The system is not setup to allow you to pull the product from the hospital’s central stores. Company A is designed to generate the automatic replenishment of a low unit of measure (LUM) program, similar to Cardinal’s ValueLink program. Conventionally, a hospital’s Central Supply is where supplies flow in bulk from the distributor, are unloaded on shelves and picked/dispersed by Central Supply staff to the nursing floors. LUM programs eliminate two of those steps by allowing products to go straight to the nursing storage areas. Central Supply staff no longer needs to replenish their shelves or pick products for distribution. The LUM provider brings in exactly the products used the previous day in totes based on each storage area’s demand, organized by the row and bin of each storage area. Central Supply staff can take the bin directly to the nursing storage area and replenish the shelves, thereby creating fewer touch points, lower storage needs, reduced overstocks and expired products and better use of staff time. The disadvantage of LUM programs is the cost of the additional fees added by the distributor for five days per week delivery, custom pallet architecture, and other LUM fees. However, beyond manpower savings, hospitals will also see savings in square footage needed, and decreased inventory carrying costs. Consequently, these must be considered when determining the overall impact of implementing an LUM system.
Company B was the first vendor to bring KanBan to the healthcare market. From the nursing perspective, Company B is a standard Two Bin KanBan system. [Download paper to view procedure flow charts]

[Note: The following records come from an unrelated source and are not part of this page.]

PR #600, opened 2021-03-29
Implement memory cache for PostCaptures.

seanwu1105:
See #554.

According to the discussion on mid-sprint kickoff, implement in-memory cache for PostCaptures to provide better UX.

- Cache PostCapture list response in memory.
- Cache PostCapture `asset_file` in memory.
    - Possible thrashing with high `asset_file` quantity.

Company B has a project manager who comes to the hospital and meets with each nursing department to make sure to plan for their needs before the installation. Company B was the only vendor that talked about sending in additional manpower to help guarantee success in setting up each of the storage areas. The system doesn’t allow you to pull the product from the hospital’s central stores. Company B, like Company A, is designed for hospitals that use a low unit of measure (LUM) program. One major difference is that Company B wants the bins to be moved and refilled in Central Supply, This will limit the amount of the nursing and Central Staff have to work around each other in the storage areas. Consequently, you would have the savings to decreased store room size, and decreased inventory carrying cost. However, you also have the additional cost of implementing an LUM program.

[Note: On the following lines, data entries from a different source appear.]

PR #602, opened 2021-03-30
Implement fullscreen image viewer

seanwu1105:
See #597.


shc261392 (approved):
Tested on iOS. Confirmed that the gesture zooming works on iOS physical device.

PR #603, opened 2021-03-30
Update Angular from 10.0 to 11.0

seanwu1105:
The update brings the following critical benefit for the app.

- Improve app start-up performance by latest Ivy engine.
- New features (such as resizable item) in virtual scroll in `@angular/material` and `@angular/cdk` will only be added on version 11 or later.
- [Ionic has fully support Angular 11](https://ionicframework.com/blog/massive-updates-with-version-11-of-angular/).
- Faster testing speed with karma 6 for CI/CD.

Angular 11 also brings a better developer experience.

- Drop deprecated TSLint. No more false positive TSLint warnings and errors showing on VSCode hint. (Need to add ESLint in the future.)
- Provide better compatibility with Angular Language Server on VSCode to avoid false positive error on editing code.
- Provide strong-typing for templates.

Angular 11 does __NOT__ introduce any incompatible behavior to our current app as it is fully compatible with the current major version of Chromium engine. Tested on Brave browser and Exodus 1.


shc261392 (approved):
Tested on iOS

PR #604, opened 2021-03-31
Improve loading capture into image-viewer performance

seanwu1105:
Improve the performance by using native `Filesystem.getUri` instead of data URL when loading original images.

Company B licenses their software by the user, and the minimum license is for five users. As for costs, Company B is not the most inexpensive option; the interface software license is $3,000.00 per month. The program management to get the system up and running averages $6,000 each. The hardware (racks, bins, etc.) cost an average of $3,900 per unit and of course, you have to pay for the temporary help in getting everything setup of another $1,900 per shelf. Therefore, at the end of 3 years, you could easily spend over $15,000 per storage area.
To their credit, Company B is the only vendor to offer a guarantee of saving between 5-7% in your Medical Supply Expense and believes that its software is what allows it to offer that guarantee, which sets it apart from its competitors.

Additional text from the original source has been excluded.